Andy analizza questi input, aggiorna i file rilevanti in un vault Obsidian o in un database SQLite e imposta promemoria di follow-up automatici.

Poiché l’agente ha accesso alla base di codice, può anche essere incaricato di lavori tecnici ricorrenti, come la revisione della cronologia di git per “deriva della documentazione” o il refactoring delle proprie funzioni per migliorare l’ergonomia per i futuri agenti.

Valutazione strategica per l’impresa

Con l’accelerazione del ritmo del cambiamento all’inizio del 2026, i decisori tecnici si troveranno di fronte a una scelta fondamentale tra praticità e controllo. Per gli ingegneri dell’intelligenza artificiale concentrati sulla rapida implementazione, NanoClaw offre un modello per quella che Cohen definisce la “migliore imbracatura” per il “miglior modello”.

Basandosi su Claude Agent SDK, NanoClaw fornisce un percorso per sfruttare modelli all’avanguardia (come Opus 4.6) all’interno di un framework che un team di ingegneria snello può effettivamente gestire e ottimizzare.

Dal punto di vista degli ingegneri di orchestrazione, la semplicità di NanoClaw è il suo più grande vantaggio per la creazione di pipeline scalabili e affidabili.

I framework tradizionali e sovraccarichi spesso comportano costi aggiuntivi che prosciugano il budget attraverso microservizi complessi e code di messaggi.

L’approccio container-first di NanoClaw consente l’implementazione di tecnologie di intelligenza artificiale avanzate, tra cui sciami autonomi, senza i vincoli di risorse e il “debito tecnico” associati ai sistemi legacy da 400.000 linee.

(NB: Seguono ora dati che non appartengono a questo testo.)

PR #229, opened 2023-04-17
feat(frame-router): emit clientNotFound event after each invalid rout…

thomas-c-dillon:
…e change

COMUI-1632

### DIFF
--- a/packages/iframe-coordinator/src/elements/frame-router.ts
+++ b/packages/iframe-coordinator/src/elements/frame-router.ts
@@ -129,6 +129,15 @@ export default class FrameRouterElement extends HTMLElement {
         );
       }
 
+      if (clientInfo === null) {
+        /**
+         * Emit a clientNotFound event when there is not matching client.
+         * As legacy behavior, a clientChanged event will also fire unless the
+         * _currentClientId was already an empty string.
+         */
+        this.dispatchEvent(new CustomEvent('clientNotFound'));
+      }
+
       this._currentClientId = newClientId;
 
       const newLocation = this._frameManager.setFrameLocation(
--- a/packages/iframe-coordinator/src/elements/frame-router.ts
+++ b/packages/iframe-coordinator/src/elements/frame-router.ts
@@ -131,8 +131,8 @@ export default class FrameRouterElement extends HTMLElement {
 
       if (clientInfo === null) {
         /**
-         * Emit a clientNotFound event when there is not matching client.
-         * As legacy behavior, a clientChanged event will also fire unless the
+         * Emit a clientNotFound event when there is no matching client.
+         * As a legacy behavior, a clientChanged event will also fire unless the
          * _currentClientId was already an empty string.
          */
         this.dispatchEvent(new CustomEvent('clientNotFound'));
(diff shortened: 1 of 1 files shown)


jordanstith15 (approved):

packages/iframe-coordinator/src/elements/frame-router.ts
```diff
@@ -129,6 +129,15 @@ export default class FrameRouterElement extends HTMLElement {
         );
       }
 
+      if (clientInfo === null) {
+        /**
+         * Emit a clientNotFound event when there is not matching client.
```
gavin-everett-genesys, line 134: Minor but I would add an `a` after the `not`

packages/iframe-coordinator/src/elements/frame-router.ts
```diff
@@ -129,6 +129,15 @@ export default class FrameRouterElement extends HTMLElement {
...
+         * As legacy behavior, a clientChanged event will also fire unless the
```
gavin-everett-genesys, line 135: Should there be an `a` after the `As` here also.

gavin-everett-genesys (approved):

katie-bobbe-genesys:
I tried using this branch in the nav system project, and found that the event was always being triggered twice. Once after `changeRoute` is called from `attributeChangedCallback` and again when `changeRoute` is being called from `setupFrames`. Not sure if this is an issue or not.

thomas-c-dillon:
> I tried using this branch in the nav system project, and found that the event was always being triggered twice. Once after `changeRoute` is called from `attributeChangedCallback` and again when `changeRoute` is being called from `setupFrames`. Not sure if this is an issue or not.

I believe this is related to why this event is needed in the first place. I think Elm adds the clientConfig before the route, so when the clientConfig is supplied there is no route yet and therefore no matching client, then the route is added which also has no matching client and triggers a second event. 

How does it work on a valid route? We might get an initial clientNotFound and then a clientChanged immediately after. Hopefully, this doesn't cause a problem. This might also be related to the current behavior that is requiring a timeout in our 404 logic.

Perhaps we need a mechanism to queue an async changeRoute after a small delay when clientConfig or route is updated so we only get one routeChange per set of attribute changes. Or some other similar approach. @MattCheely Do you have any thoughts on this?

thomas-c-dillon:
With more local testing with logging I have confirmed the following:

- In the nav-system any time the url is updated the `changeRoute` method is called twice. Once for the clientConfig property and once for the route attribute.
- The ordering of these two code paths are not consistent. It is possible for the route attribute update to fire first (and the router to not exist).
- The only reason that we are not getting two `clientChanged` events is due to the check against `this._currentClientId`.

Possible solutions I have considered so far:
- Track `currentPath` along side `currentClientId` and do a similar check before emitting the event (the method continues to be called twice but we only emit one event).
- Refactor the existing code to check the clientConfig against the current clientConfig and only reconfigure the clients if there is a change. I think we still end up with two events on initial render though. Maybe additional logic can address this as well but this seems the most complex.

thomas-c-dillon:
Discussed with Matt and decided on just checking for the currentPath. This should get rid of the duplicate event.

katie-bobbe-genesys (approved):

PR #244, opened 2023-12-13
build(dependencies): updated root and app dependencies to latest

daragh-king-genesys:
updated root and app dependencies to latest

COMUI-2545


thomas-c-dillon (approved):
Ran the example apps and it seems to work as expected.

jordanstith15 (approved):

PR #250, opened 2024-01-08
build(dependencies): updated dependencies to wanted

daragh-king-genesys:
updated dependencies to wanted

COMUI-2541


packages/iframe-coordinator/package.json
```diff
@@ -19,21 +19,20 @@
...
+    "puppeteer": "^21.7.0",
+    "rollup": "^4.9.4",
+    "typedoc": "^0.25.7",
     "typescript": "^4.9.5"
   },
   "scripts": {
     "build": "npm run build-lib",
     "build-lib": "rollup -c",
-    "current-version": "cross-var \"echo $npm_package_version\"",
+    "current-version": "echo $npm_package_version",
```
daragh-king-genesys, line 35: I removed `cross-var` as it is an unmaintained package that has a dependency with a vulnerability. It is also overkill for an echo command that is basically already cross platform.

MattCheely (approved):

Forse l’aspetto più critico per i responsabili della sicurezza è che NanoClaw affronta le “multiple responsabilità” della risposta agli incidenti e della protezione organizzativa.

In un ambiente in cui l’iniezione rapida e l’esfiltrazione dei dati si evolvono quotidianamente, un core verificabile da 500 righe è molto più sicuro di un sistema generico che cerca di supportare ogni caso d’uso.

“Consiglio di inviare il link del repository al team di sicurezza e chiedere loro di verificarlo”, consiglia Cohen. “Possono esaminarlo in un pomeriggio: non solo leggere il codice, ma anche analizzare l’intero sistema, mappare i vettori di attacco e verificarne la sicurezza”.

In definitiva, NanoClaw rappresenta un cambiamento nella mentalità degli sviluppatori di intelligenza artificiale. Sostiene che, man mano che l’intelligenza artificiale diventa più potente, il software che la ospita dovrebbe diventare più semplice. Nella corsa all’automazione aziendale, i vincitori potrebbero non essere coloro che adottano il maggior numero di funzionalità, ma coloro che si basano su fondamenta più trasparenti e sicure.